=== Section Start ===
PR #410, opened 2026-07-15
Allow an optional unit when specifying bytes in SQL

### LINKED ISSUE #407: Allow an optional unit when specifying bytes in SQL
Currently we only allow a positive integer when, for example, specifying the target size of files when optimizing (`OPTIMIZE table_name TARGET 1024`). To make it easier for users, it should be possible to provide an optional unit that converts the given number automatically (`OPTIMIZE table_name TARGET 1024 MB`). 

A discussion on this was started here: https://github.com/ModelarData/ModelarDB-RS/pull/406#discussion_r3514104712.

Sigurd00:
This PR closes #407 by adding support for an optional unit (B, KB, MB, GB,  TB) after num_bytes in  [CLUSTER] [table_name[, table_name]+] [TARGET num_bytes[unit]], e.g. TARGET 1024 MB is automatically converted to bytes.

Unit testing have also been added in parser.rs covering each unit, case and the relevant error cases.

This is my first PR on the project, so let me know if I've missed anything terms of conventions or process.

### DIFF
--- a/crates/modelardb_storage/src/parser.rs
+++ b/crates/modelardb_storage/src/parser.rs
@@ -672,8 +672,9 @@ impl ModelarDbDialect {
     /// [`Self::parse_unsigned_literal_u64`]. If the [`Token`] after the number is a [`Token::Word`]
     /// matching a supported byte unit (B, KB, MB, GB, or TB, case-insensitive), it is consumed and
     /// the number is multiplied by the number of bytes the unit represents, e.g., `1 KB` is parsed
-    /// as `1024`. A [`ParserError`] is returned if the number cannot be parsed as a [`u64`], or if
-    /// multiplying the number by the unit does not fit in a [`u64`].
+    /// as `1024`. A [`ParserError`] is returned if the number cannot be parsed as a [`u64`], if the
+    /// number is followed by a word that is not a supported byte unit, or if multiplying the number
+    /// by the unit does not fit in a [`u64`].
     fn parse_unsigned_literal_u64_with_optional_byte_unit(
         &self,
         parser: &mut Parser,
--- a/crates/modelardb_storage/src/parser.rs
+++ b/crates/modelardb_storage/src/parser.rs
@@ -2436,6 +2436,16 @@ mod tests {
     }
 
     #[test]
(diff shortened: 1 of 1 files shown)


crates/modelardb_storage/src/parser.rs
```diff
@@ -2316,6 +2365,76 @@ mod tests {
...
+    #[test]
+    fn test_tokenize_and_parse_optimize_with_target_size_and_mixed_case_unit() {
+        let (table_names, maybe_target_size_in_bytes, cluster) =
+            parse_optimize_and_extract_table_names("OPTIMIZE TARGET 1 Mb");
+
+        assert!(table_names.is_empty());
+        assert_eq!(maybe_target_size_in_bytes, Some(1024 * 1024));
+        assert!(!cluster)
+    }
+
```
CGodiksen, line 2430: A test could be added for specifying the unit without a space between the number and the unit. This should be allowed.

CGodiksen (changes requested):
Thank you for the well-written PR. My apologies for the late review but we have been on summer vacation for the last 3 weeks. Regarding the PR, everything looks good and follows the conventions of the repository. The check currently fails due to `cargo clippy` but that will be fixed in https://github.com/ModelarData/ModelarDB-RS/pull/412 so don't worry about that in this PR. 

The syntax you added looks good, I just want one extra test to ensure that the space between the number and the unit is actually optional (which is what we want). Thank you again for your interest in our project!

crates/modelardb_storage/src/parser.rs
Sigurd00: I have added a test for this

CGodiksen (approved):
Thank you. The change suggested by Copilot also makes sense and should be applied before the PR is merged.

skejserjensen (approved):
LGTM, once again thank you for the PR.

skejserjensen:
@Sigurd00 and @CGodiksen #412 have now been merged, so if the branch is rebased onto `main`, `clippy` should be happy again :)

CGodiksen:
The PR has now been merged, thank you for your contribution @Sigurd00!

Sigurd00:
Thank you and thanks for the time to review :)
=== Section End ===
What the task asks: Wherever a line of the entries holds the string "should", copy that line.

Response to this exercise:
Currently we only allow a positive integer when, for example, specifying the target size of files when optimizing (`OPTIMIZE table_name TARGET 1024`). To make it easier for users, it should be possible to provide an optional unit that converts the given number automatically (`OPTIMIZE table_name TARGET 1024 MB`). 
CGodiksen, line 2430: A test could be added for specifying the unit without a space between the number and the unit. This should be allowed.
Thank you. The change suggested by Copilot also makes sense and should be applied before the PR is merged.
@Sigurd00 and @CGodiksen #412 have now been merged, so if the branch is rebased onto `main`, `clippy` should be happy again :)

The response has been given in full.